[Records from a collection]
..........
PR #8326, opened 2022-10-29
Clean up strings and icons

stevenyomi:
- Reduce usage of `android.R.string`
- Fixed misused strings
- Used Outlined variant icons where possible (dedupe) and specify Filled explicitly instead of Default
  - Changed add/remove bookmark icon in chapter toolbar to outlined versions to match the others
- Added and fixed icon content description


i18n/src/main/res/values/strings.xml
```diff
@@ -110,7 +103,6 @@
     <string name="action_disable">Disable</string>
     <string name="action_pin">Pin</string>
     <string name="action_unpin">Unpin</string>
-    <string name="action_cancel">Cancel</string>
```
arkon, line 113: We'd probably want to to keep this if we ever want multiplatform, considering `android.R` isn't going to be a thing on other platforms.

app/src/main/java/eu/kanade/presentation/category/components/CategoryFloatingActionButton.kt
```diff
@@ -21,7 +21,7 @@ fun CategoryFloatingActionButton(
 ) {
     ExtendedFloatingActionButton(
         text = { Text(text = stringResource(R.string.action_add)) },
-        icon = { Icon(imageVector = Icons.Outlined.Add, contentDescription = "") },
+        icon = { Icon(imageVector = Icons.Outlined.Add, contentDescription = stringResource(R.string.action_add)) },
```
arkon, line 24: Should just `null` this, the text provides better a11y context than the icon.

app/src/main/java/eu/kanade/presentation/manga/MangaScreen.kt
```diff
@@ -264,16 +264,16 @@ private fun MangaScreenSmallImpl(
...
                     text = {
-                        val id = if (chapters.any { it.chapter.read }) {
-                            R.string.action_resume
-                        } else {
-                            R.string.action_start
-                        }
                         Text(text = stringResource(id))
                     },
-                    icon = { Icon(imageVector = Icons.Default.PlayArrow, contentDescription = null) },
+                    icon = { Icon(imageVector = Icons.Filled.PlayArrow, contentDescription = stringResource(id)) },
```
arkon, line 276: Likewise, rely on the text for a11y context rather than the icon.

app/src/main/java/eu/kanade/presentation/manga/MangaScreen.kt
```diff
@@ -477,16 +477,16 @@ fun MangaScreenLargeImpl(
...
                         text = {
-                            val id = if (chapters.any { it.chapter.read }) {
-                                R.string.action_resume
-                            } else {
-                                R.string.action_start
-                            }
                             Text(text = stringResource(id))
                         },
-                        icon = { Icon(imageVector = Icons.Default.PlayArrow, contentDescription = null) },
+                        icon = { Icon(imageVector = Icons.Filled.PlayArrow, contentDescription = stringResource(id)) },
```
arkon, line 489: Same here.

app/src/main/java/eu/kanade/tachiyomi/ui/download/DownloadController.kt
```diff
@@ -223,22 +223,22 @@ class DownloadController :
...
                         icon = {
                             val icon = if (isRunning) {
-                                Icons.Default.Pause
+                                Icons.Outlined.Pause
                             } else {
-                                Icons.Default.PlayArrow
+                                Icons.Filled.PlayArrow
                             }
-                            Icon(imageVector = icon, contentDescription = null)
+                            Icon(imageVector = icon, contentDescription = stringResource(id))
```
arkon, line 241: Same here

arkon (changes requested):

i18n/src/main/res/values/strings.xml
stevenyomi: Should I remove all other uses of `android.R.string`? This will include the `OK` button in dialogs.

app/src/main/java/eu/kanade/presentation/category/components/CategoryFloatingActionButton.kt
stevenyomi: I only added these to collapsible FABs as they might collapse and remove the text completely.

i18n/src/main/res/values/strings.xml
arkon: Doesn't have to be in this PR, but we should eventually yes.

app/src/main/java/eu/kanade/presentation/category/components/CategoryFloatingActionButton.kt
arkon: Visual collapsing doesn't really matter for visual impaired users anyway if they're relying on Talkback to read out the node contents.

stevenyomi: I mean when the FAB is collapsed, the text is gone, so Talkback can't read anything if the icon has no content description.

arkon: I see, I didn't actually realize that it wasn't smart enough to read the invisible text (which I just confirmed is the case).

PR #8350, opened 2022-10-30
Disable `ChapterHeader` & `ChapterDownloadIndicator` click when in selection mode

zbue:


app/src/main/java/eu/kanade/presentation/components/ChapterDownloadIndicator.kt
```diff
@@ -43,33 +43,49 @@ enum class ChapterDownloadAction {
...
 private fun NotDownloadedIndicator(
+    enabled: Boolean,
     modifier: Modifier = Modifier,
     onClick: (ChapterDownloadAction) -> Unit,
 ) {
     Box(
         modifier = modifier
             .size(IconButtonTokens.StateLayerSize)
             .commonClickable(
+                enabled = enabled,
```
arkon, line 88: I feel like it's visually confusing when they look the same but can no longer be clicked.

It _might_ make sense to just hide this indicator but keep the other status ones? Open to other opinions on that.

zbue: I actually consider hiding the indicator, the negative is that, they won't be able to see which is downloaded or which is not in case where they plan to delete some of it.

arkon: Yeah I guess it's fine since the action menu has the download action anyhow.

app/src/main/java/eu/kanade/presentation/manga/MangaScreen.kt
```diff
@@ -351,6 +351,7 @@ private fun MangaScreenSmallImpl(
                         contentType = MangaScreenItem.CHAPTER_HEADER,
                     ) {
                         ChapterHeader(
+                            enabled = chapters.none { it.selected },
```
arkon, line 354: Should probably use something like `fastAny` rather than `none`, which an iterator internally.

arkon:
There's a merge conflict btw.

app/src/main/java/eu/kanade/presentation/manga/components/MangaChapterListItem.kt
```diff
@@ -128,12 +132,18 @@ fun MangaChapterListItem(
 
         // Download view
         if (onDownloadClick != null) {
-            ChapterDownloadIndicator(
-                modifier = Modifier.padding(start = 4.dp),
-                downloadStateProvider = downloadStateProvider,
-                downloadProgressProvider = downloadProgressProvider,
-                onClick = onDownloadClick,
-            )
+            AnimatedVisibility(
```
arkon, line 135: Wait, I was fine with the original implementation. I agree that it's useful to see the statuses while in selection mode.

zbue: Oopsies. I misunderstood.

PR #8365, opened 2022-10-30
Tabs: Don't explicitly set text color in the text

ivaniskandar:
The container already provides color option for both states


app/src/main/java/eu/kanade/presentation/library/components/LibraryTabs.kt
```diff
@@ -1,56 +1,51 @@
...
-                    remember { mutableStateOf<Int?>(null) }
-                }
                 Tab(
-                    selected = state.currentPage == index,
-                    onClick = { scope.launch { state.animateScrollToPage(index) } },
+                    selected = currentPageIndex == index,
+                    onClick = { onTabItemClick(index) },
                     text = {
-                        TabText(category.visualName, count, state.currentPage == index)
+                        val count by getNumberOfMangaForCategory(category.id)
```
arkon, line 42: Wouldn't it be better to simply not call this if `showMangaCount` is false?

PR #8369, opened 2022-10-30
AppBar filter action: Use `onSurfaceVariant` to match with the rest of action bar

zbue:
Old  | New
------------- | -------------
image | image


arkon:
`IconButton` and `Icon` use `LocalContentColor.current` by default too. Why switch to `onSurfaceVariant` explicitly?

zbue:
> `IconButton` and `Icon` use `LocalContentColor.current` by default too. Why switch to `onSurfaceVariant` explicitly?

Top app bar uses its own [color token](https://android.googlesource.com/platform/frameworks/support/+/refs/heads/androidx-main/compose/material3/material3/src/commonMain/kotlin/androidx/compose/material3/tokens/TopAppBarSmallTokens.kt#34) and not the `Icon` nor `IconButton`.

arkon:
Right, and that's used as the `LocalContentColor` for the `actions`, so why not inherit it properly with `LocalContentColor.current`?

zbue:
> Right, and that's used as the `LocalContentColor` for the `actions`, so why not inherit it properly with `LocalContentColor.current`?

It defaults to black. You can clearly see the difference in the picture above.

arkon:
Not gonna lie, I couldn't actually see that difference.

Thanks for pointing it out though, proper fix is in 781888540

PR #8370, opened 2022-10-30
Added Interceptor to fetch a new url on Forbidden

brettmcginnis:


arkon:
But why? The source should just set a valid URL?

brettmcginnis:
@arkon  Sorry this was meant to be a draft in my project.

Anyways the reason is time. It was valid at the time the url was made but invalid when re-used. Aka export a backup from one device, and then restore on another and you'll have mostly blank series MangaCover images

PR #8402, opened 2022-11-01
Add per-category update frequency

### LINKED ISSUE #822: Per-category update frequency
I follow a lot of manga using the app, and library updates can take a very long time. However, a lot of the manga are weekly or monthly, and therefore don't need to be updated that frequently. 

An option to change the update frequency based on category (either accessible from the three dot menu in the upper right corner in the "My library" screen or under "General" in the settings where "Library Update Frequency" is) would reduce the number of checks needed, while still allowing users to keep up to date with more frequently-updated manga. 

Version: v0.5.2
(Android 7.0 on HTC 10)

d-najd:
closes #822

### Short version of how the feature works
The per-category update works by assigning the global update interval to each category as default update interval, categories can then change this interval and they won't follow the global update interval unless the user changes the setting back

### Long version of how the feature works
When category is created it is assigned the global update interval by default and will follow whatever the setting is set to.
If the user then goes to the New Dialog and changes "Default" value (global update interval) to something else, then that category will follow the update interval set in there.

for ex: if we have `Global update interval = 24h`, `Category A update interval = 12h`, `Category B update interval = Default (global update interval)`, `Category C update interval = 48h`, then
- Category A will update every 12h
- Category B will update every 24h (or whatever the global update interval is set to)
- Category C will update every 48h

### How the code works

First it checks for the lowest update interval from each category and the global update, with the example above it will be 12h and sets it as the update interval for the `LibraryUpdateJob`

when the update gets called in the `LibraryUpdateService`, first it checks if the category was ever updated, 
- if it wasn't it adds it to the update list 

If it was updated before it checks if the update interval is set to global update interval
- if it is, it runs a check to see if enough time has passed since the last update, in the example above that would be 24h, and if so adds it to the update list
- it it wasn't, it checks what the custom interval was (in the example above that would be 12h or 48h) and if enough time has passed, if it did the category will be added to update list

items that were not added to the update list will be filtered later and they won't be updated (ex excluding categories) but the last update interval will still be set to the time that the checks were ran.

### Note
I did not include off option in the update interval because there is already option to exclude categories from update and I didn't want users to have 1 more thing to check and annoy discord staff.

### Some photos

| Categories screen | New Dialog |
| --- | --- |
|  |  |


Soitora:
Nice method to further increase your own librarys update time and also easier for people to find a setting for changing it

d-najd:
I will resolve the merge conflicts once the code gets reviewed.

arkon:
Closing this as #5734 is more convenient.

PR #8418, opened 2022-11-02
Add back haptic feedback long tap to fav

Riztard:
- add back haptic when long tap on manga to add to library


app/src/main/java/eu/kanade/presentation/browse/components/BrowseSourceComfortableGrid.kt
```diff
@@ -80,7 +84,10 @@ fun BrowseSourceComfortableGridItem(
                 Badge(text = stringResource(R.string.in_library))
             }
         },
-        onLongClick = onLongClick,
+        onLongClick = {
+            onLongClick()
+            haptic.performHapticFeedback(HapticFeedbackType.LongPress)
```
arkon, line 89: You can lift this up a few levels, `onLongClick` is the same thing for all 3 of these composables.

Riztard: like this?

PR #8425, opened 2022-11-02
Ignore gradle.properties.swp

d-najd:
The file is from intellij vim plugin if I remember correctly, 
I accidentally included it once (and nearly did again 5min ago) with a commit and I remember seeing another commit from arkon removing it after (sorry about that).


arkon:
Could just ignore all swap files.

stevenyomi:
You can add it to `.git/info/exclude` to make Git ignore it locally.

d-najd:
> You can add it to `.git/info/exclude` to make Git ignore it locally.

that will work but if some other contributor is using vim plugin it will still generate the files and he probably wont notice, plus there are no drawbacks so why not.

d-najd:
> Could just ignore all swap files.

sure give me a min

stevenyomi:
> that will work but if some other contributor is using vim plugin it still might generate the file and he probably wont notice, plus there are no drawbacks so why not.

Yeah but if some other contributor is using _(insert plugin name here)_ plugin it still might generate the file and he probably wont notice, so why not add every kind of temp file into our gitignore? 😏

stevenyomi:
Imo gitignore file should only cover commonly used temp files and individual tool generated ones should be ignored locally, otherwise the gitignore file will be filled with all kinds of files.

d-najd:
> > that will work but if some other contributor is using vim plugin it still might generate the file and he probably wont notice, plus there are no drawbacks so why not.
> 
> Yeah but if some other contributor is using _(insert plugin name here)_ plugin it still might generate the file and he probably wont notice, so why not add every kind of temp file into our gitignore? smirk

might as well open a request to ignore _every_ possible plugin while we are at that and mark it as top priority

jokes aside I still think that we can add files to gitignore as we notice them, the decision is up to you all to make 🙂

PR #8427, opened 2022-11-02
Revert "Tweak how `getChapterUrl` works (#8392)"

stevenyomi:
As some sources store keys instead of URL/paths.


AntsyLich:
We should tweak the ext to store urls and paths instead of keys

stevenyomi:
> We should tweak the ext to store urls and paths instead of keys

Not gonna happen. There's no way to list them, and changing the behavior will lead to complicated code, need for migration or duplicate entries.

PR #8446, opened 2022-11-04
Show missing chapter warning when resuming

maxim380:
Added a warning if chapters are skipped when resuming.

Based on issue tachiyomiorg#7843
Screenshot_20221104-142932_Tachiyomi


Riztard:
maybe also tell which chapter? just like in the chapter transition

TheKingTermux:
Well it will be very helpful if the reader knows how many chapters are missing

foxscore:
I think it might be better to move the check of unread/missing chapters into the openChapter function, so that not only the `Resume` button triggers it, but also selecting the chapter in general *(to prevent missclicks 'n such)*.

Furthermore, you should probably check if the source is actually missing chapters, or if you just haven't read them yet *(these should result in different messages)*. Both cases are widely different, but currently being treated the same.

But otherwise, good idea.

PR #601, opened 2020-05-20
set initial values for SkvbcReadOnlyReplicaTest.test_ro_replica_start…

toly-kournik:
…_simultaneously

as it was before s3 tweaks


tests/apollo/test_skvbc_ro_replica.py
```diff
@@ -183,7 +183,7 @@ async def test_ro_replica_start_simultaneously (self, bft_network, tracker):
         # await tracker.skvbc.tracked_fill_and_wait_for_checkpoint(initial_nodes=bft_network.all_replicas(), checkpoint_num=1)     
         with trio.fail_after(seconds=60):
             async with trio.open_nursery() as nursery:
-                nursery.start_soon(tracker.run_concurrent_ops, 900, 1)
+                nursery.start_soon(tracker.send_indefinite_tracked_ops)
                 while True:
```
teoparvanov, line 187: How about extracting the `while True` loop in a separate async method, and also invoke it with `nursery.start_soon()`? This way, both the filling and checking of the lastExecutedSeqNum would happen concurrently.

PR #602, opened 2020-05-20
Make intermediate calls to onTransferComplete during state transfer

tdimitrov:
If a client generates requests indefinitely the RO replica never tries
to catch up and lastExectuedSeqNum metric is never updated.
This patch changes this behaviour so that onTransferComplete is called
after a Checkpoint is transferred suqqessfully. As a result
lastExecutedSeqNum slowly increases.

### DIFF
--- a/bftengine/src/bcstatetransfer/BCStateTran.cpp
+++ b/bftengine/src/bcstatetransfer/BCStateTran.cpp
@@ -1392,7 +1392,7 @@ bool BCStateTran::onMessage(const RejectFetchingMsg *m, uint32_t msgLen, uint16_
 
   Assert(sourceSelector_.isPreferred(replicaId));
 
-  LOG_WARN(STLogger, "Removing replica " << replicaId << " from preferred replicasa");
+  LOG_WARN(STLogger, "Removing replica " << replicaId << " from preferred replicas");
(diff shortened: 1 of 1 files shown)


bftengine/src/bcstatetransfer/BCStateTran.cpp
```diff
@@ -1997,6 +1997,8 @@ void BCStateTran::processData() {
         Assert(getFetchingState() == FetchingState::GettingMissingResPages);
 
         LOG_DEBUG(STLogger, "moved to GettingMissingResPages");
+        DataStore::CheckpointDesc cp = g.txn()->getCheckpointBeingFetched();
+        replicaForStateTransfer_->onTransferringComplete(cp.checkpointNum);
```
toly-kournik, line 2001: I'm not sure it's a right behaviour: onTransferring complete is called only after the last block which is a vBlock

andrewjstone: Agreed. I think this might cause all sorts of problems. We probably need a different solution to this.

tdimitrov: You are right. I'm closing this PR.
..........
● Your task
Extract every line from the records above that contains the word "MangaScreenSmallImpl".

● Solved exercise
@@ -264,16 +264,16 @@ private fun MangaScreenSmallImpl(
@@ -351,6 +351,7 @@ private fun MangaScreenSmallImpl(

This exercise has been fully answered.